PR #122, opened 2020-06-30
Honor excludes; don't run against entire directories (closes #121)

### LINKED ISSUE #121: terraform_fmt.sh doesn't respect excludes
`pre-commit` has the ability to exclude files either globally or per hook.

The `terraform_fmt.sh` accepts a list of files to format.  However, it ends up simply running `terraform fmt` on the dirname of all the files.  This means if a file which is explicitly excluded in the `.pre-commit-config.yaml` file is sitting in the same directory as a file which is not excluded, it'll end up getting formatted.

The `terraform_fmt.sh` script should stop trying to be clever and simply run terraform fmt against the files explicitly handed to it and nothing more.

ericfrederich:
Closes #121

### DIFF
--- a/terraform_fmt.sh
+++ b/terraform_fmt.sh
@@ -1,34 +1,9 @@
 #!/usr/bin/env bash
 set -e
 
-declare -a paths
-declare -a tfvars_files
-
-index=0
-
 for file_with_path in "$@"; do
   file_with_path="${file_with_path// /__REPLACED__SPACE__}"
-
-  paths[index]=$(dirname "$file_with_path")
-
-  if [[ "$file_with_path" == *".tfvars" ]]; then
-    tfvars_files+=("$file_with_path")
-  fi
-
-  let "index+=1"
-done
-
-for path_uniq in $(echo "${paths[*]}" | tr ' ' '\n' | sort -u); do
-  path_uniq="${path_uniq//__REPLACED__SPACE__/ }"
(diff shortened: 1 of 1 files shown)


bruce-szalwinski:
https://github.com/antonbabenko/pre-commit-terraform/blob/2e40ade8d0bdff4eea5fb64e55d6f40a71768426/CHANGELOG.md#v120---2017-06-08 the `exclude` option is documented way back in version 1.2.0.  Is that no longer working?  Was it working previously?

I ran into this while upgrading a module mono repo to 0.12.  My client is using the 0.11 version of the module but the 0.12 version of the module comes along for the ride.

When trying to commit my changes on a repo that uses the module, I get:

```bash
Error running fmt: In .terraform/modules/26b44daf48f2995f5f7159f55b3e58ba/0.12/datadog.tf: At 5:25: Unknown token: 5:25 IDENT var.monitor_name
```

I have my pre-commit configured as:

```yaml
  rev: v1.31.0
  hooks:
    - id: terraform_fmt
      exclude: \.terraform\/.*$
```

MaxymVlasov:
Works fine with the latest version

```yaml
repos:
  rev: v1.62.3
  hooks:
  - id: terraform_fmt
    exclude: environment\/.*$
```

`\.terraform\/.*$` excluded globally from Aug 2019

PR #118, opened 2020-06-15
fix: terraform_validate: accept --var-file option

robinbowes:
This change adds the `--var-file` option to `terraform_validate`.

I wrote it without realising `terraform_tflint` already supported command-line arguments and used an alternate algorithm, ie. not the re-implementation of `getopts` embedded in `terraform_tflint`.

I also missed that @paullschock had submitted #114 recently, which does something similar.

Finally, I've also just noticed that the `--var-file` option is not present in `0.12.x` (we're still on 0.11.x at the moment).

Fixes #116

PR #124, opened 2020-07-06
refactor: move getopt function into separate file

robinbowes:
This change refactors the pure bash getopt function into a separate file so it may be loaded and used by other scripts.

It also makes a few tweaks to keep shellcheck happy.

I will be submitting a further PR shortly to use the getopt function in terraform_validate, replacing both #114 and #118.

### DIFF
--- a/lib_getopt
+++ b/lib_getopt
@@ -1,0 +1,494 @@
+#!/bin/bash
+
+getopt() {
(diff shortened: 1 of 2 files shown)


robinbowes:
@paullschock + @antonbabenko  - please review.

antonbabenko:
Closing this one, because it has been already implemented in #125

○ ○ ○ ○ ○

Exercise prompt: Print the material once more, exactly.

Exercise response:
PR #122, opened 2020-06-30
Honor excludes; don't run against entire directories (closes #121)

### LINKED ISSUE #121: terraform_fmt.sh doesn't respect excludes
`pre-commit` has the ability to exclude files either globally or per hook.

The `terraform_fmt.sh` accepts a list of files to format.  However, it ends up simply running `terraform fmt` on the dirname of all the files.  This means if a file which is explicitly excluded in the `.pre-commit-config.yaml` file is sitting in the same directory as a file which is not excluded, it'll end up getting formatted.

The `terraform_fmt.sh` script should stop trying to be clever and simply run terraform fmt against the files explicitly handed to it and nothing more.

ericfrederich:
Closes #121

### DIFF
--- a/terraform_fmt.sh
+++ b/terraform_fmt.sh
@@ -1,34 +1,9 @@
 #!/usr/bin/env bash
 set -e
 
-declare -a paths
-declare -a tfvars_files
-
-index=0
-
 for file_with_path in "$@"; do
   file_with_path="${file_with_path// /__REPLACED__SPACE__}"
-
-  paths[index]=$(dirname "$file_with_path")
-
-  if [[ "$file_with_path" == *".tfvars" ]]; then
-    tfvars_files+=("$file_with_path")
-  fi
-
-  let "index+=1"
-done
-
-for path_uniq in $(echo "${paths[*]}" | tr ' ' '\n' | sort -u); do
-  path_uniq="${path_uniq//__REPLACED__SPACE__/ }"
(diff shortened: 1 of 1 files shown)


bruce-szalwinski:
https://github.com/antonbabenko/pre-commit-terraform/blob/2e40ade8d0bdff4eea5fb64e55d6f40a71768426/CHANGELOG.md#v120---2017-06-08 the `exclude` option is documented way back in version 1.2.0.  Is that no longer working?  Was it working previously?

I ran into this while upgrading a module mono repo to 0.12.  My client is using the 0.11 version of the module but the 0.12 version of the module comes along for the ride.

When trying to commit my changes on a repo that uses the module, I get:

```bash
Error running fmt: In .terraform/modules/26b44daf48f2995f5f7159f55b3e58ba/0.12/datadog.tf: At 5:25: Unknown token: 5:25 IDENT var.monitor_name
```

I have my pre-commit configured as:

```yaml
  rev: v1.31.0
  hooks:
    - id: terraform_fmt
      exclude: \.terraform\/.*$
```

MaxymVlasov:
Works fine with the latest version

```yaml
repos:
  rev: v1.62.3
  hooks:
  - id: terraform_fmt
    exclude: environment\/.*$
```

`\.terraform\/.*$` excluded globally from Aug 2019

PR #118, opened 2020-06-15
fix: terraform_validate: accept --var-file option

robinbowes:
This change adds the `--var-file` option to `terraform_validate`.

I wrote it without realising `terraform_tflint` already supported command-line arguments and used an alternate algorithm, ie. not the re-implementation of `getopts` embedded in `terraform_tflint`.

I also missed that @paullschock had submitted #114 recently, which does something similar.

Finally, I've also just noticed that the `--var-file` option is not present in `0.12.x` (we're still on 0.11.x at the moment).

Fixes #116

PR #124, opened 2020-07-06
refactor: move getopt function into separate file

robinbowes:
This change refactors the pure bash getopt function into a separate file so it may be loaded and used by other scripts.

It also makes a few tweaks to keep shellcheck happy.

I will be submitting a further PR shortly to use the getopt function in terraform_validate, replacing both #114 and #118.

### DIFF
--- a/lib_getopt
+++ b/lib_getopt
@@ -1,0 +1,494 @@
+#!/bin/bash
+
+getopt() {
(diff shortened: 1 of 2 files shown)


robinbowes:
@paullschock + @antonbabenko  - please review.

antonbabenko:
Closing this one, because it has been already implemented in #125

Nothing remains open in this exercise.